Repeatability Conditions of Measurement
According to the Vocabulary in Metrology (JCGM 200:2012), repeatability condition of measurement is condition of measurement, out of a set of conditions that includes the:
- same measurement procedure,
- same operators,
- same measuring system,
- same operating conditions and
- same location, and
- replicate measurements on the same or similar objects over a short period of time
Based on the definition, all conditions must stay the same and repeated measurements must occur on the same of similar items over a short period of time.
Therefore, you should not disassemble your measurement setup between each measurement – regardless of what someone advises you. Disassembling and reassembling the measurement system would be a reproducible event (i.e. reproducibility test), not a repeatable event.

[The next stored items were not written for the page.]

PR #888, opened 2024-06-25
don't fail when chown to postgres fails

evgeni:
- **add prepare directory tests**
- **move chown postgres inside unless preserve**
- **only chown to postgres group for online backups with local DB**
- **don't fail when chown to postgres fails**

### DIFF
--- a/definitions/procedures/backup/prepare_directory.rb
+++ b/definitions/procedures/backup/prepare_directory.rb
@@ -9,6 +9,7 @@ module Procedures::Backup
       param :online_backup, 'Select for online backup', :flag => true, :default => false
     end
 
+    # rubocop:disable Metrics/MethodLength
     def run
       puts "Creating backup folder #{@backup_dir}"
 
@@ -17,7 +18,16 @@ module Procedures::Backup
         FileUtils.chmod_R 0o770, @backup_dir
 
         if feature(:instance).postgresql_local? && @online_backup
-          FileUtils.chown_R(nil, 'postgres', @backup_dir)
+          begin
+            FileUtils.chown_R(nil, 'postgres', @backup_dir)
+          rescue Errno::EPERM
+            warn_msg = <<~MSG
+              #{@backup_dir} could not be made readable by the 'postgres' user.
+              This won't affect the backup procedure, but you have to ensure that
+              the 'postgres' user can read the data during restore.
+            MSG
+            set_status(:warning, warn_msg)
+          end
         end
       end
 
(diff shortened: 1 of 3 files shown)


definitions/procedures/backup/prepare_directory.rb
```diff
@@ -6,18 +6,29 @@ class PrepareDirectory < ForemanMaintain::Procedure
...
+              #{@backup_dir} could not be made readable by the 'postgres' user.
+              This won't affect the backup procedure, but you have to ensure that
+              the 'postgres' user can read the data during restore.
+            MSG
+            set_status(:warning, warn_msg)
+          end
+        end
       end
 
       FileUtils.rm(Dir.glob(File.join(@backup_dir, '.*.snar'))) if @preserve_dir
```
ekohl, line 34: Should this be in the `else` part of `unless @preserve_dir`?

ekohl (approved):

definitions/procedures/backup/prepare_directory.rb
evgeni: Maybe. But honestly I didn't want to touch too much of the code, just the parts that I actually wanted to change.

Also, I am not really sure why this is guarded by `if @preserve_dir` anyway.
As when it's `false`, the `@backup_dir` will be fresh and empty and the `.glob` will just return `[]`.

definitions/procedures/backup/prepare_directory.rb
```diff
@@ -6,18 +6,29 @@ class PrepareDirectory < ForemanMaintain::Procedure
...
       param :preserve_dir, 'Directory where to backup to', :flag => true
       param :incremental_dir, 'Changes since specified backup only'
+      param :online_backup, 'Select for online backup', :flag => true, :default => false
     end
 
+    # rubocop:disable Metrics/MethodLength
     def run
       puts "Creating backup folder #{@backup_dir}"
 
       unless @preserve_dir
```
ekohl, line 16: I think this would actually make a lot more sense, but I can understand why you don't want to touch those too much
```suggestion
      if @preserve_dir
        FileUtils.rm(Dir.glob(File.join(@backup_dir, '.*.snar')))
      else
        puts "Creating backup folder #{@backup_dir}"
```

evgeni: (moved the puts, but not the `rm`)

I think what my brain tries to fight is the fact that "not preserve_dir" is the *primary* mode of operation of this code, so it should come *first* vs the else branch that is, well, "else" ;-)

Instead, perform measurements back-to-back (i.e. one after the other) changing nothing about your process. Keep everything the same or consistent with previous measurements.
FAQ
How to Calculate Repeatability?
Follow these steps to calculate repeatability.
- Repeat a measurement “n” number of times under the same or similar conditions over a short period of time.
- Record the results.
- Calculate the sample standard deviation “s” of the recorded results.
- Determine the number of observations “n” made in the final test or calibration result.
- Single observation: n = 1
- Average of two observations: n = 2
- Average of three observations: n = 3
- Average of five observations: n = 5
- Average of 10 observations: n = 10
- Divide the standard deviation by the square root of the number of observations made in the final result.
If repeatability needs to be evaluated for two or more data sets (e.g. repeatability results from different operators), use the method of pooled variance per ISO 5725-2 and JCGM 100:2008, section H.3.5.
Additional methods for calculating repeatability can be found in this article, “How to Perform a Repeatability Test for Estimating Uncertainty in Measurement.”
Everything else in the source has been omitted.